TASK TO CARRY OUT: Produce a copy of every line in the records that holds the string "github".

___ RECORDS FOR THIS EXERCISE ___

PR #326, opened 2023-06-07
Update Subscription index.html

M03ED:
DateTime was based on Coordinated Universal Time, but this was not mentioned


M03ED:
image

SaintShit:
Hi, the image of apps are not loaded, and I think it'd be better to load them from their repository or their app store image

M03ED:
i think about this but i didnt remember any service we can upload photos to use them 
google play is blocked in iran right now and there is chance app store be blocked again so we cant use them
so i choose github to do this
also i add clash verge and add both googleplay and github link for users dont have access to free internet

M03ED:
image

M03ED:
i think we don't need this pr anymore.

___

REPLY TO THE TASK:
so i choose github to do this
also i add clash verge and add both googleplay and github link for users dont have access to free internet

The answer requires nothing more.